# double Array in MySQL Datenbank speichern/laden



## bic-nobody (1. Feb 2006)

Hallo!

also ich hab nen double Array mit ca 8000 Werten, welches ich in einer MySQL (Version 5.0.18) DB speichern will.

Meine jetztige Idee ist, das in ein BLOB zu speichern und wieder zu laden,
leider finde ich nichts, wie ich das double-Array in Bytes umwandeln und nachher auch wieder zurückwandeln kann.

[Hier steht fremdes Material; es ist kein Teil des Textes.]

Issue #481, opened 2022-09-22
Support buttons with checkbox role for 'toBeRequired'


CarlosHdez:
### Describe the feature you'd like:

Hi,
I'm using Radix checkboxes https://www.radix-ui.com/docs/primitives/components/checkbox#root, it renders a button with `role="checkbox"` and supports required by adding `aria-required="true"` but I can't test it because in here https://github.com/testing-library/jest-dom/blob/main/src/to-be-required.js#L6 does not include either button as a valid form tag or checkbox as a valid role.
Not sure if this would be a bug or just a feature requirement

thewanionly:
I've run into this issue as well using shadcn which is essentially using radix components. Any updates on this one? It would be good to support this. 

For now, as a workaround, I used `toHaveAttribute` matcher and disabled the lint rule:
```ts
 // eslint-disable-next-line jest-dom/prefer-required
expect(checkbox).toHaveAttribute('aria-required', 'true');
```

gnapse:
This is a valid issue.

It seems that jest-dom does not implement this part of what's [documented in MDN](https://developer.mozilla.org/en-US/docs/Web/Accessibility/ARIA/Attributes/aria-required):

> When form controls are created using non-semantic elements, such as a [<div>](https://developer.mozilla.org/en-US/docs/Web/HTML/Element/div) with a [role](https://developer.mozilla.org/en-US/docs/Web/Accessibility/ARIA/Roles) of [checkbox](https://developer.mozilla.org/en-US/docs/Web/Accessibility/ARIA/Roles/checkbox_role), the `aria-required` attribute should be included, with a value of `true`, to indicate to assistive technologies that user input is required on the element for the form to be submittable. The `aria-required` attribute can be used with HTML form elements; it is not limited to elements that have an ARIA role assigned.

JatinRanka:
Hey @gnapse, I would like to fix this issue. 

I just wanted to confirm whether adding a new function in [to-be-required](https://github.com/testing-library/jest-dom/blob/main/src/to-be-required.js) file that checks if the element has `aria-required` with the value true should do the job, right? Is there anything else that I need to take care of (apart from test)?

PS: This is going to be my first contribution to this repo. So, any help would be appreciated :)

gnapse:
> I just wanted to confirm whether adding a new function in [to-be-required](https://github.com/testing-library/jest-dom/blob/main/src/to-be-required.js) file that checks if the element has `aria-required` with the value true should do the job, right?

[...]

PR #590, opened 2024-03-12
fix: updates support for aria-required attribute in `to-be-required`

JatinRanka:
**What**:

The non-semantic HTML element fails `toBeRequired` method even though aria-required is set as `true` - #481 

It does not implement this part of what's [documented in MDN](https://developer.mozilla.org/en-US/docs/Web/Accessibility/ARIA/Attributes/aria-required):

> When form controls are created using non-semantic elements, such as a [\<div\>](https://developer.mozilla.org/en-US/docs/Web/HTML/Element/div) with a [role](https://developer.mozilla.org/en-US/docs/Web/Accessibility/ARIA/Roles) of [checkbox](https://developer.mozilla.org/en-US/docs/Web/Accessibility/ARIA/Roles/checkbox_role), the `aria-required` attribute should be included, with a value of `true`, to indicate to assistive technologies that user input is required on the element for the form to be submittable. The `aria-required` attribute can be used with HTML form elements; it is not limited to elements that have an ARIA role assigned.

**Why**:

The current code only only adheres to `aria-required` attribute for a set of HTML elements

**How**:

Updated the `toBeRequired` method to not depend on tag type or role type for elements with `aria-required` attribute

**Checklist**:

- [x] Documentation
- [x] Tests
- [x] Ready to be merged

### DIFF
--- a/README.md
+++ b/README.md
@@ -379,6 +379,7 @@ attribute.
 <textarea data-testid="textarea" required></textarea>
 <div data-testid="supported-role" role="tree" required></div>
 <div data-testid="supported-role-aria" role="tree" aria-required="true"></div>
+<div data-testid="without-aria-role" aria-required="true"></div>
 ```
 
 ```javascript
@@ -392,6 +393,7 @@ expect(getByTestId('select')).toBeRequired()
 expect(getByTestId('textarea')).toBeRequired()
 expect(getByTestId('supported-role')).not.toBeRequired()
 expect(getByTestId('supported-role-aria')).toBeRequired()
+expect(queryByTestId('without-aria-role')).toBeRequired()
 ```
 
 <hr />
--- a/README.md
+++ b/README.md
@@ -392,7 +392,6 @@ expect(getByTestId('select')).toBeRequired()
 expect(getByTestId('textarea')).toBeRequired()
 expect(getByTestId('supported-role')).not.toBeRequired()
 expect(getByTestId('supported-role-aria')).toBeRequired()
-expect(queryByTestId('without-aria-role')).toBeRequired()
 ```
 
 <hr />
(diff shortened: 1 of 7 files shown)


README.md
```diff
@@ -379,6 +379,7 @@ attribute.
 <textarea data-testid="textarea" required></textarea>
 <div data-testid="supported-role" role="tree" required></div>
 <div data-testid="supported-role-aria" role="tree" aria-required="true"></div>
+<div data-testid="without-aria-role" aria-required="true"></div>
```
gnapse, line 382: I'm not sure that it should be supported in any element with `aria-required`. It should still validate that it is used on an element with an aria role, and particularly with a role that supports the `aria-required` attribute.

In particular, check the [Associated roles](https://developer.mozilla.org/en-US/docs/Web/Accessibility/ARIA/Attributes/aria-required#associated_roles) section in the MDN documentation:

> Used in roles:
>
> - [checkbox](https://developer.mozilla.org/en-US/docs/Web/Accessibility/ARIA/Roles/checkbox_role)
> - [combobox](https://developer.mozilla.org/en-US/docs/Web/Accessibility/ARIA/Roles/combobox_role)
> - [gridcell](https://developer.mozilla.org/en-US/docs/Web/Accessibility/ARIA/Roles/gridcell_role)
> - [listbox](https://developer.mozilla.org/en-US/docs/Web/Accessibility/ARIA/Roles/listbox_role)
> - [radiogroup](https://developer.mozilla.org/en-US/docs/Web/Accessibility/ARIA/Roles/radiogroup_role)
> - [spinbutton](https://developer.mozilla.org/en-US/docs/Web/Accessibility/ARIA/Roles/spinbutton_role)
> - [textbox](https://developer.mozilla.org/en-US/docs/Web/Accessibility/ARIA/Roles/textbox_role)
> - [tree](https://developer.mozilla.org/en-US/docs/Web/Accessibility/ARIA/Roles/tree_role)

So this new functionality should only acknowledge the attribute if the element on which it is applied has one of these roles.

gnapse (changes requested):

README.md
JatinRanka: @gnapse I have addressed the review changes.  Can you please review it again.

gnapse (approved):

Issue #592, opened 2024-03-15
Cost effective lodash


nike1v:
Please replace lodash with it's smaller representatives, there are only 4 imports, this shouldn't take long.
Appreciate it!

gnapse:
Contributions are welcome on this one. I'm unlikely to do it anytime soon.

Also, since jest-dom is not normally used in a production web app, but in the development environment only, the bundle size is of less concern. But I'm open to doing better.

Idea: we could cross-reference our use of lodash with https://youmightnotneed.com/lodash/

gnapse:
Closed via https://github.com/testing-library/jest-dom/pull/593

PR #593, opened 2024-03-22
refactor: remove lodash

re-taro:
**What**: 

Replace lodash logic and remove it from deps

**Why**: 

To resolve this issue -> #592 

**How**:

https://youmightnotneed.com/lodash/

**Checklist**:

- [ ] Documentation N/A
- [x] Tests
- [x] Ready to be merged

### DIFF
--- a/src/to-have-form-values.js
+++ b/src/to-have-form-values.js
@@ -1,16 +1,10 @@
-import isEqualWith from 'lodash/isEqualWith.js'
-import uniq from 'lodash/uniq.js'
 import escape from 'css.escape'
-import {
-  checkHtmlElement,
-  compareArraysAsSet,
-  getSingleElementValue,
-} from './utils'
+import {checkHtmlElement, getSingleElementValue} from './utils'
 
 // Returns the combined value of several elements that have the same name
 // e.g. radio buttons or groups of checkboxes
 function getMultiElementValue(elements) {
-  const types = uniq(elements.map(element => element.type))
+  const types = [...new Set(elements.map(element => element.type))]
   if (types.length !== 1) {
     throw new Error(
       'Multiple form elements with the same name must be of the same type',
@@ -69,9 +63,15 @@ export function toHaveFormValues(formElement, expectedValues) {
   }
   const formValues = getAllFormValues(formElement)
   return {
-    pass: Object.entries(expectedValues).every(([name, expectedValue]) =>
-      isEqualWith(formValues[name], expectedValue, compareArraysAsSet),
-    ),
+    pass: Object.entries(expectedValues).every(([name, expectedValue]) => {
+      if (Array.isArray(formValues[name]) && Array.isArray(expectedValue)) {
+        return [...new Set(formValues[name])].every(v =>
+          new Set(expectedValue).has(v),
+        )
+      } else {
+        return formValues[name] === expectedValue
+      }
+    }),
     message: () => {
       const to = this.isNot ? 'not to' : 'to'
       const matcher = `${this.isNot ? '.not' : ''}.toHaveFormValues`
--- a/src/to-have-form-values.js
+++ b/src/to-have-form-values.js
@@ -1,8 +1,9 @@
+import isEqualWith from 'lodash/isEqualWith'
 import escape from 'css.escape'
 import {
   checkHtmlElement,
   getSingleElementValue,
-  isEqualWithArraysAsSets,
+  compareArraysAsSet,
 } from './utils'
 
 // Returns the combined value of several elements that have the same name
@@ -68,7 +69,7 @@ export function toHaveFormValues(formElement, expectedValues) {
   const formValues = getAllFormValues(formElement)
   return {
     pass: Object.entries(expectedValues).every(([name, expectedValue]) =>
-      isEqualWithArraysAsSets(formValues[name], expectedValue),
+      isEqualWith(formValues[name], expectedValue, compareArraysAsSet),
     ),
     message: () => {
       const to = this.isNot ? 'not to' : 'to'
--- a/src/to-have-form-values.js
+++ b/src/to-have-form-values.js
@@ -1,5 +1,9 @@
 import escape from 'css.escape'
-import {checkHtmlElement, getSingleElementValue} from './utils'
+import {
+  checkHtmlElement,
+  getSingleElementValue,
+  isEqualWithArraysAsSets,
+} from './utils'
 
 // Returns the combined value of several elements that have the same name
 // e.g. radio buttons or groups of checkboxes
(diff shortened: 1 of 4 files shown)


src/to-have-form-values.js
```diff
@@ -69,9 +63,15 @@ export function toHaveFormValues(formElement, expectedValues) {
...
-    ),
+    pass: Object.entries(expectedValues).every(([name, expectedValue]) => {
+      if (Array.isArray(formValues[name]) && Array.isArray(expectedValue)) {
+        return [...new Set(formValues[name])].every(v =>
+          new Set(expectedValue).has(v),
+        )
+      } else {
+        return formValues[name] === expectedValue
+      }
+    }),
```
gnapse, line 74: The one thing lost here is readability. It is easier to read the previous version.

What I suggest is that you create a `function isEqualWith` (or `isEqualWithArraysAsSets`) in the `utils.js` module, that would encapsulate this functionality. Makes sense?

src/to-have-value.js
```diff
@@ -30,7 +24,9 @@ export function toHaveValue(htmlElement, expectedValue) {
 
   return {
     pass: expectsValue
-      ? isEqualWith(receivedValue, expectedValue, compareArraysAsSet)
+      ? Array.isArray(receivedValue) && Array.isArray(expectedValue)
+        ? [...new Set(receivedValue)].every(v => new Set(expectedValue).has(v))
+        : receivedValue === expectedValue
```
gnapse, line 29: And reuse the `isEqualWith` function here.

gnapse (approved):
Looks good. Though, I'm suggesting an improvement to not lose readability of the code.

gnapse (changes requested):
I meant to request changes instead, due to my suggestion. Sorry.

re-taro:
Good suggestion. I will revise it!

src/utils.js
```diff
@@ -220,6 +220,14 @@ function toSentence(
   )
 }
 
+function isEqualWithArraysAsSets(arr1, arr2) {
+  if (Array.isArray(arr1) && Array.isArray(arr2)) {
+    return [...new Set(arr1)].every(v => new Set(arr2).has(v))
+  } else {
+    return arr1 === arr2
+  }
+}
```
gnapse, line 229: I'm now having second thoughts about discarding the use of lodash's `isEqual` entirely. For a few reasons:

- It is a battle-tested implementation that covers edge cases that we might not be covering here (see below for one of these cases).
- It is not featured in the website https://youmightnotneed.com/lodash/, meaning that they do not have any recommended in-house implementation that replaces the lodash function.

## Edge case not covered here.

I think that the function in lodash is probably recursive. In the `else` part it probably calls itself up:

```suggestion
function isEqualWithArraysAsSets(arr1, arr2) {
  if (Array.isArray(arr1) && Array.isArray(arr2)) {
    return [...new Set(arr1)].every(v => new Set(arr2).has(v))
  } else {
    return isEqualWith(arr1, arr2)
  }
}
```

Also, probably the lodash implementation avoids a potential infinite recursion problem if an object has references to part of itself, like this:

```js
const obj = { list: [obj] }
```

But probably we do not need to cover that edge case here. So maybe doing the change suggested above is enough, and we can indeed ditch lodash entirely.

What do you think?

gnapse, line 229: > [!NOTE]
> _Before diving into my long comment below, a caveat: maybe our `isEqual` implementation does not need the features that I'm highlighting below that are missing compared to lodash's `isEqual`. Let me know._

I'm now having second thoughts about discarding the use of lodash's `isEqual` entirely. For a few reasons:

- It is a battle-tested implementation that covers edge cases that we might not be covering here (see below for one of these cases).
- It is not featured in the website https://youmightnotneed.com/lodash/, meaning that they do not have any recommended in-house implementation that replaces the lodash function.

## Edge cases not covered here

kennt einer von euch eine Lösung?
oder gibt es evtl. noch eine andere möglichkeit, das Array in der DB zu hinterlegen?

danke für eure Antworten!


----------



## Bleiglanz (1. Feb 2006)

crate table

warum nicht 1 Zeile = 1 Array-Eintrag


----------



## bic-nobody (1. Feb 2006)

ich denke, das das irgendwann zuviele Einträge werden - wenn man 1000 mal son Array abspeichert, das wären das ja schon 8.000.000 Einträge - ich denke das ist zuviel auf die dauer...


----------



## Bleiglanz (1. Feb 2006)

na und? was sind schon 8MB??

wenn du das byte-Array in ein BLOB schreibst hast du auch einen Haufen Daten, zwar uU nicht ganz soviel aber was solls

Ausnahme: es ist ein Bild oder irgendwas anderes "binäres", ansonsten ist es ziemlich schlechter Stil, Aufzählungen in eine einzige DB-Spalte zu quetschen


----------



## bic-nobody (1. Feb 2006)

es geht mir nicht um die größe der Daten, sondern um die Anzahl der Einträge - 8Mio Einträge sind denke ich langsamer auszuwerten/zu durchsuchen wie 1000 Einträge!


----------



## flanker (1. Feb 2006)

Du kannst auch "SET" oder "ENUM" Datentyp setzen, schreibst du kleine Mapping-Routine und ist ok.
ansonsten, ist "Blob" bessere Lösung(meiner Meinung nach, natürlich), als ein double in eine Zeile, denn du brauchst eine weitere Spalte, die ein Array identifiziert(ein Array pro Tabelle kommt nicht in Frage, oder?) : ich schätze mal wird sehr langsame Lösung.


----------



## bic-nobody (1. Feb 2006)

aber wissen tust du es auch nicht, wie ich ein double Array in ein BLOB schreibe/lese?


----------



## flanker (1. Feb 2006)

http://www.java-forum.org/de/viewtopic.php?t=8626&highlight=blob
nach "Blob" durchsuchen (oder API lesen)


----------



## bic-nobody (2. Feb 2006)

das mit dem Blob laden und speichern kenn ich ja bereits

aber wie wandel ich ein double-Array den in ein byte-Array um?


----------



## Bleiglanz (2. Feb 2006)

serialisier es einfach


----------



## Chris Baumann (2. Feb 2006)

ausserdem ist es nicht so wichtig wiviele daten es sind, sondern wie sie im schema angelegt sind. Da treten dann die performance krücken auf, wenn du das nicht effizient abfüllst. 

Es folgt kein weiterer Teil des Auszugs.